Cherry Vinegar Fly Endangers Switzerland's Traditional Tall Trees
Switzerland is witnessing a concerning decline in its traditional tall fruit trees. Not only is their upkeep labor-intensive, but the introduced cherry vinegar fly (Kirschessigfliege) has also wreaked havoc on their fruit. Addressing this requires immediate solutions, including resorting to pesticides.
Monday, September 4, 2023
These statuesque trees have long defined the Swiss landscape. Yet, the towering cherry, apple, and pear trees are now increasingly at risk. From a thriving population of 15 million in 1950, today barely two million remain. The shift towards more economically viable, smaller tree varieties is a significant factor. These shorter trees are simpler to maintain and can be shielded from threats like hail and birds using nets, a protection method unsuitable for their taller counterparts.

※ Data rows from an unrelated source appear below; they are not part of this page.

PR #1484, opened 2017-05-24
[TE] Enable Merge For Two Sided SignTest

cecilynie:
Add isMergeable logic to time based merge model. By comparing two anomalies' detection properties and decide if mergeable.


cecilynie:
This PR is a better fix version that can overwrite https://github.com/linkedin/pinot/pull/1454

thirdeye/thirdeye-pinot/src/main/java/com/linkedin/thirdeye/anomalydetection/AnomalyDetectionUtils.java
```diff
@@ -12,4 +16,23 @@
   public static long getBucketInMillis(int bucketSize, TimeUnit bucketUnit) {
     return bucketUnit.toMillis(bucketSize);
   }
+
+  private static Splitter SEMICOLON_SPLITTER = Splitter.on(";").omitEmptyStrings();
+  private static Splitter EQUALS_SPLITTER = Splitter.on("=").omitEmptyStrings();
+
+  /**
+   * Decode properties string to into Hashmap
+   * @param propStr: property string which is encoded using com.linkedin.anomalydetection.utils.StringUtil.encodeCompactedProperties
```
bl44: You'd rather move the whole files here. 
StringUtil.java, you do not need to leave a comments like this in a open source project.

thirdeye/thirdeye-pinot/src/main/java/com/linkedin/thirdeye/anomaly/merge/AnomalyTimeBasedSummarizer.java
```diff
@@ -132,5 +136,13 @@ private static void populateMergedResult(MergedAnomalyResultDTO mergedAnomaly,
...
     mergedAnomaly.setEndTime(currentResult.getEndTime());
     mergedAnomaly.setCreatedTime(System.currentTimeMillis());
+    // populate current result's property as well, will be used to identify if two anomalies can be merged by comparing their property
+    mergedAnomaly.setProperties(AnomalyDetectionUtils.decodeCompactedPropertyStringToMap(currentResult.getProperties()));
+  }
+
+  // compare if two anomalies have same property when doing anomaly detection, if from same detection configuration then is mergeable
+  private static boolean isMergeable(MergedAnomalyResultDTO anomaly1, MergedAnomalyResultDTO anomaly2){
+    return ((anomaly1.getProperties() == null && anomaly2.getProperties() == null)
+        || (anomaly1.getProperties() != null && anomaly1.getProperties().equals(anomaly2.getProperties()) ));
```
bl44: Only part of the properties need to match, not all of them. Otherwise the properties as a field will be restricted. My original design is  to use the test_config (key, value) as a unique identify of the detection config. You may following this idea and come up with a better one.

cecilynie: I have reduced the "property" to contain only the configurations.  There are two facts that I see when doing integration test:
1. Repeated information are being stored in both anomaly.getProperties() as well as anomaly.getFunction().getProperties(). They actually were storing the same function settings, i.e. signTestPattern:"UP,DOWN". Then I re-designed to put only the one side function configuration into anomaly.getProperties()
2. It is hard to decode test_config (key,value) when do update in merge, we want to use the specific one side configuration rather than the two sided anomaly function property. If we really want to recover tag to lift/shift values, we need anther encoder and decoder for anomaly function config tag.

thirdeye/thirdeye-pinot/src/main/java/com/linkedin/thirdeye/datalayer/pojo/MergedAnomalyResultBean.java
```diff
@@ -23,6 +23,7 @@
   private double weight; // change percentage, whose absolute value is severity
   private double impactToGlobal; // the impact of this anomaly to the global metric
   // Additional anomaly detection properties (e.g., patter=UP, etc.)
+  // Being used as identifying if two merged anomalies have same anomaly detection properties, thus can be mergeable
```
bl44: Please remove this comments without actual code change.

thirdeye/thirdeye-pinot/src/main/java/com/linkedin/thirdeye/anomaly/merge/AnomalyTimeBasedSummarizer.java
```diff
@@ -71,16 +74,18 @@ public int compare(RawAnomalyResultDTO o1, RawAnomalyResultDTO o2) {
         populateMergedResult(mergedAnomaly, currentResult);
       } else {
         // compare current with merged and decide whether to merge the current result or create a new one
-        if (applySequentialGapBasedSplit
-            && (currentResult.getStartTime() - mergedAnomaly.getEndTime()) > sequentialAllowedGap) {
+        MergedAnomalyResultDTO currMergedAnomaly = new MergedAnomalyResultDTO();
+        populateMergedResult(currMergedAnomaly, currentResult);
+        if ((applySequentialGapBasedSplit
```
bl44: This condition may need some comment to explanation: you defined isMergeable here, but (Not) isMergeable and other two conditions (which defines isOverlap) together defines (shouldBeSeparated).

thirdeye/thirdeye-pinot/src/main/java/com/linkedin/thirdeye/anomalydetection/AnomalyDetectionUtils.java
```diff
@@ -12,4 +19,36 @@
...
     return bucketUnit.toMillis(bucketSize);
   }
+
+  private static Splitter SEMICOLON_SPLITTER = Splitter.on(";").omitEmptyStrings();
+  private static Splitter EQUALS_SPLITTER = Splitter.on("=").omitEmptyStrings();
+  private static Joiner SEMICOLON = Joiner.on(";");
+  private static Joiner EQUALS = Joiner.on("=");
+
+  // the following two functions encode and decode properties are moved from class
+  // com.linkedin.thirdeye.controller.mp.function.ThirdEyeAnomalyFunctionUtil
```
cyenjung: You don't need to JavaDoc where is this method moved from; however, please JavaDoc what does this method do.

thirdeye/thirdeye-pinot/src/main/java/com/linkedin/thirdeye/anomaly/merge/AnomalyTimeBasedSummarizer.java
```diff
@@ -132,5 +137,17 @@ private static void populateMergedResult(MergedAnomalyResultDTO mergedAnomaly,
     mergedAnomaly.setStartTime(currentResult.getStartTime());
     mergedAnomaly.setEndTime(currentResult.getEndTime());
     mergedAnomaly.setCreatedTime(System.currentTimeMillis());
+    // populate current result's property as well, will be used to identify if two anomalies can be merged by comparing their property
+    mergedAnomaly.setProperties(AnomalyDetectionUtils.decodeCompactedPropertyStringToMap(currentResult.getProperties()));
+  }
+
+  // compare if two anomalies have same property when doing anomaly detection, if from same detection configuration then is mergeable
+  private static boolean isMergeable(MergedAnomalyResultDTO anomaly1, MergedAnomalyResultDTO anomaly2){
+    // If both of anomalies don't have key TEST_CONFIG_TAG, they are mergeable;
```
cyenjung: This is a very dangerous black magic: No one would know isMergeable is enabled unless there is a magic keyword in the properties of anomaly result.

I would create a new method in anomaly function: List<String> getTestIsMergeableProperties(), which returns a list of keys that could be used to retrieve the properties for determining isMergeable. If an anomaly function returns an empty list, then this function's anomalies could be mergeable regardless their properties; otherwise, we compare all values of the test keys.

Please refine the design of this method.

thirdeye/thirdeye-pinot/src/main/java/com/linkedin/thirdeye/datalayer/pojo/MergedAnomalyResultBean.java
cyenjung: Not all values in properties are used for determining isMergeable. The values to be used depends on the anomaly function. Please see my comment for the method, isMergeable, and redesign this part.

thirdeye/thirdeye-pinot/src/main/java/com/linkedin/thirdeye/anomaly/merge/AnomalyTimeBasedSummarizer.java
```diff
@@ -71,16 +74,18 @@ public int compare(RawAnomalyResultDTO o1, RawAnomalyResultDTO o2) {
         populateMergedResult(mergedAnomaly, currentResult);
       } else {
         // compare current with merged and decide whether to merge the current result or create a new one
-        if (applySequentialGapBasedSplit
-            && (currentResult.getStartTime() - mergedAnomaly.getEndTime()) > sequentialAllowedGap) {
+        MergedAnomalyResultDTO currMergedAnomaly = new MergedAnomalyResultDTO();
```
cecilynie: fixed

thirdeye/thirdeye-pinot/src/main/java/com/linkedin/thirdeye/anomalydetection/AnomalyDetectionUtils.java
cecilynie: fixed

thirdeye/thirdeye-pinot/src/main/java/com/linkedin/thirdeye/datalayer/pojo/MergedAnomalyResultBean.java
cecilynie: fixed

thirdeye/thirdeye-pinot/src/main/java/com/linkedin/thirdeye/anomaly/merge/AnomalyTimeBasedSummarizer.java
```diff
@@ -71,16 +74,18 @@ public int compare(RawAnomalyResultDTO o1, RawAnomalyResultDTO o2) {
...
+        populateMergedResult(currMergedAnomaly, currentResult);
+        if ((applySequentialGapBasedSplit
+            && (currentResult.getStartTime() - mergedAnomaly.getEndTime()) > sequentialAllowedGap)
+            || (!isMergeable(mergedAnomaly, currMergedAnomaly))) {
```
cecilynie: Keep the logic as it is here, and change the function isMergeable to isEqualOnMergeableKeys.
This if-statement is doing a comparison on sequentialAllowedGap and if is equal on mergeable keys.
See line 109 is comparing on maxMergedDurationMillis
The AnomalyMergedConfig is fully used in this block of code, to really extract the isMergeable function needs to refine the whole block rather than simply this if-statement, hence changed the function name to specify the specific condition.

thirdeye/thirdeye-pinot/src/main/java/com/linkedin/thirdeye/anomaly/merge/AnomalyTimeBasedSummarizer.java
cecilynie: See the comment below

thirdeye/thirdeye-pinot/src/main/java/com/linkedin/thirdeye/datalayer/pojo/MergedAnomalyResultBean.java
cecilynie: See the new commit for re-design.

thirdeye/thirdeye-pinot/src/main/java/com/linkedin/thirdeye/anomaly/merge/AnomalyMergeConfig.java
```diff
@@ -19,6 +22,17 @@
   private AnomalyMergeStrategy mergeStrategy = AnomalyMergeStrategy.FUNCTION;
   private long sequentialAllowedGap = 30_000; // 30 seconds
   private long maxMergeDurationLength = 12 * 60 * 60 * 1000; // 12 hours
+  private List<String> mergeablePropertyKeys = new ArrayList<>();
+
+  public AnomalyMergeConfig() {
+  }
+
+  public AnomalyMergeConfig(AnomalyMergeConfig other) {
```
bl44: somehow it looks weird to have this kind of constructor. It might be better to define:
mergeConifg(mergeStrategey, gap, length, keys) and use other.* as input when you need to construct a new config with an existing config.

thirdeye/thirdeye-pinot/src/main/java/com/linkedin/thirdeye/anomaly/merge/AnomalyTimeBasedSummarizer.java
```diff
@@ -74,18 +78,21 @@ public int compare(RawAnomalyResultDTO o1, RawAnomalyResultDTO o2) {
...
-        populateMergedResult(currMergedAnomaly, currentResult);
+        MergedAnomalyResultDTO currAnomaly = new MergedAnomalyResultDTO();
+        populateMergedResult(currAnomaly, currentResult);
+        // if the merging is applying sequential gap and current anomaly has gap time larger than sequentialAllowedGap
+        // or current anomaly is not equal on mergeable keys with mergedAnomaly
+        // should not merge the two and split from here
         if ((applySequentialGapBasedSplit
             && (currentResult.getStartTime() - mergedAnomaly.getEndTime()) > sequentialAllowedGap)
-            || (!isMergeable(mergedAnomaly, currMergedAnomaly))) {
+            || (!isEqualOnMergeableKeys(mergedAnomaly, currAnomaly, mergeablePropertyKeys))) {
```
bl44: you may want to define a new variable name or function to wrapper the if condition:
isNotMergable(*)

thirdeye/thirdeye-pinot/src/main/java/com/linkedin/thirdeye/anomaly/merge/AnomalyTimeBasedSummarizer.java
```diff
@@ -132,5 +140,35 @@ private static void populateMergedResult(MergedAnomalyResultDTO mergedAnomaly,
...
+    Map<String, String> prop2 = anomaly2.getProperties();
+    // degenerate case
+    if(mergeableKeys.size() == 0 ||
+        (prop1.isEmpty() && prop2.isEmpty())){
+      return true;
+    }
+    // If both of anomalies have mergeable keys and the contents are equal, they are mergeable;
+    // Otherwise it's indicating the two anomalies are detected by different function configurations, they are not mergeable
+    for (String key : mergeableKeys) {
+      if (!prop1.containsKey(key) || !prop2.containsKey(key) || !prop1.get(key).equals(prop2.get(key))) {
```
cyenjung: What if both prop1 and prop2 do not contain "key" or return a null value for "key"? It should return true because the definition at line 162.

I believe this is the if-statement you are looking for:
if (!Objects.equals(prop1.get(key), prop2.get(key))) {
  return false;
}

thirdeye/thirdeye-pinot/src/main/java/com/linkedin/thirdeye/anomaly/merge/AnomalyMergeConfig.java
cyenjung: Good suggestion. @cecilynie, could you change this constructor to take variables instead of another config object?

thirdeye/thirdeye-pinot/src/main/java/com/linkedin/thirdeye/anomaly/merge/TimeBasedAnomalyMerger.java
```diff
@@ -89,6 +89,16 @@ public TimeBasedAnomalyMerger(AnomalyFunctionFactory anomalyFunctionFactory) {
       mergeConfig = DEFAULT_TIME_BASED_MERGE_CONFIG;
     }
 
+    // From anomaly function spec initialize the anomaly function, and get its specified mergeable property keys if any
+    // If failed to create anomaly function, default empty mergeable property keys will be used from mergeConfig
+    try {
+      BaseAnomalyFunction anomalyFunction = anomalyFunctionFactory.fromSpec(functionSpec);
+      mergeConfig.setMergeablePropertyKeys(anomalyFunction.getMergeablePropertyKeys());
+    } catch (Exception e) {
+      e.printStackTrace();
```
cyenjung: Log this exception.

thirdeye/thirdeye-pinot/src/main/java/com/linkedin/thirdeye/detector/function/BaseAnomalyFunction.java
```diff
@@ -163,4 +163,16 @@ private AnomalyOffset getDefaultOffsets(DatasetConfigDTO datasetConfig) {
...
+
+  /**
+   * Specify the property keys used for merge comparison
+   * Each anomaly detection function will be capable to overwrite this function to return the key lists when merging two anomalies
+   * If two anomalies don't have equal value on the specified keys, they won't be merged
+   * If this function is not being overwritten, empty list will be returned and anomalies won't be compared on mergeable keys when merging
+   * @return A list of keys to used for comparing if two anomalies are equal on mergeable keys
+   */
+  public List<String> getMergeablePropertyKeys(){
+    return new ArrayList<>();
```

Cherry Vinegar Fly's Alarming Impact on Cherry Yield
Protective nets might deter the devastating cherry vinegar fly (Drosophila suzukii), one of the towering trees' most formidable adversaries. First identified in Switzerland in 2011, this Southeast Asian native infests fruits, rendering them unsellable. Martin Heller of the 'Hochstamm Suisse' association reveals, «The cherry vinegar fly is responsible for a staggering 99% loss in the cherry harvest.» Lukas Seehausen, an expert on fruit flies at the Cabi research institute in Delsberg, adds, «The situation has become so dire that many tall tree cultivators contemplate quitting.» This sentiment is evident in the Basel cherry region, where numerous cherry trees have already been felled.
The pressing nature of this issue has prompted «Hochstamm Suisse' to seek immediate interventions from the government. Beneficial organisms that counter the cherry vinegar fly are among the solutions under consideration. A promising contender is a type of parasitic wasp, introduced to the region by Martin Seehausen of CABI. Imported from Asia with proper authorization, these wasps lay their eggs inside the cherry vinegar fly larvae. As Seehausen elucidated to SRF, «Instead of the fly, it's the parasitic wasp that ultimately emerges.» When asked if introducing another species is wise, Seehausen assures that their extensive testing indicates minimal risk.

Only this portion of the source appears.